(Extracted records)

PR #1342, opened 2023-02-09
Change find_query boolean positional arg to kwarg

JoeCohen:
A two-line change to call `find_query` like this:
```ruby
find_query(:LocationDescription, update: false)
```
instead of the puzzling
```ruby
find_query(:LocationDescription, false)
```

### DIFF
--- a/app/controllers/application_controller.rb
+++ b/app/controllers/application_controller.rb
@@ -1098,7 +1098,7 @@ class ApplicationController < ActionController::Base
   end
 
   # Lookup the given kind of Query, returning nil if it no longer exists.
-  def find_query(model = nil, update = !browser.bot?)
+  def find_query(model = nil, update: !browser.bot?)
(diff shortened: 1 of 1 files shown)


JoeCohen:
I might merge this without waiting for approval so that I can use it in [jdc-default_order-184416852](https://github.com/MushroomObserver/mushroom-observer/tree/jdc-default_order-184416852).

JoeCohen:
No rush on this -- I won't be able to use it for my desired purpose.
But it's still a reasonable, if trivial, change. See https://docs.rubocop.org/rubocop/1.44/cops_style.html#styleoptionalbooleanparameter

pellaea:
That's my kind of PR!  Two characters changed?  Looks just fine by me.  Better, wish I did that from the start.  (Maybe kwargs didn't exist yet in the version of ruby we were using at the time?)

PR #1345, opened 2023-02-09
Move naming votes by AJAX into the `Observations::Namings::VotesController`

nimmolo:
This relocates the handling of the naming votes from the `AjaxController` to the `Observations::Namings::VotesController`. This is currently where non-ajax votes are handled (although rarely, if ever, used), so this brings the logic together in one place.

## Please test this manually ##

**Improved functionality:** 
- The entire naming table now updates when you vote, to better reflect the current state of consensus, plus the fact that only one naming can have your `I'd Call It That` vote.

**Coding notes:**
- The refactor uses `respond_to do |format|` to route the request for different formats, and follows the same pattern as the upcoming "Propose Name via AJAX" PR. That means the same controller action can respond to HTML and AJAX requests. (Nathan I believe was the first to use this on MO, in `VisualModelsController#show`)
- JS requests to an action look for a JS template file named after the action, which is `Observations::Namings::VotesController#update`, so the live update (to the show_obs template) is now handled by a new template file, `update.js.erb`.

**Manual tests:** 
- On an observation, try voting on namings, or changing your vote. The entire table should update to reflect your vote and the percentage of other votes, after each vote, without reloading the whole page. You should be able to change a vote more than once this way, or cast multiple votes on other namings. If you're logged in as a major contributor, you should be able to change the consensus vote each time, as if you were Sam Rayburn; the "eyes" should move.
- Try casting a vote with JS turned off in the browser. The whole page will reload of course, but the votes should be updated as usual. (It doesn't break existing functionality).


nimmolo:
Sorry for the noise. I forgot to move the test out of `AjaxControllerTest`. 

This should not interfere with manual testing, though — which is the most important thing i'm requesting on this PR.

I won't merge until I have a new test written and passing.

nimmolo:
Test now moved to `Observations::Namings::VotesControllerTest`.

**Coding note:**
We can test an AJAX request to a regular controller action in a controller test using the usual syntax, with one extra arg:
`get(:update, xhr: true, params)`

Problem to solve:
Quote only the lines from the line containing "This should not" through the end of the entries, keeping the first and the last.

Task output:
This should not interfere with manual testing, though — which is the most important thing i'm requesting on this PR.

I won't merge until I have a new test written and passing.

nimmolo:
Test now moved to `Observations::Namings::VotesControllerTest`.

**Coding note:**
We can test an AJAX request to a regular controller action in a controller test using the usual syntax, with one extra arg:
`get(:update, xhr: true, params)`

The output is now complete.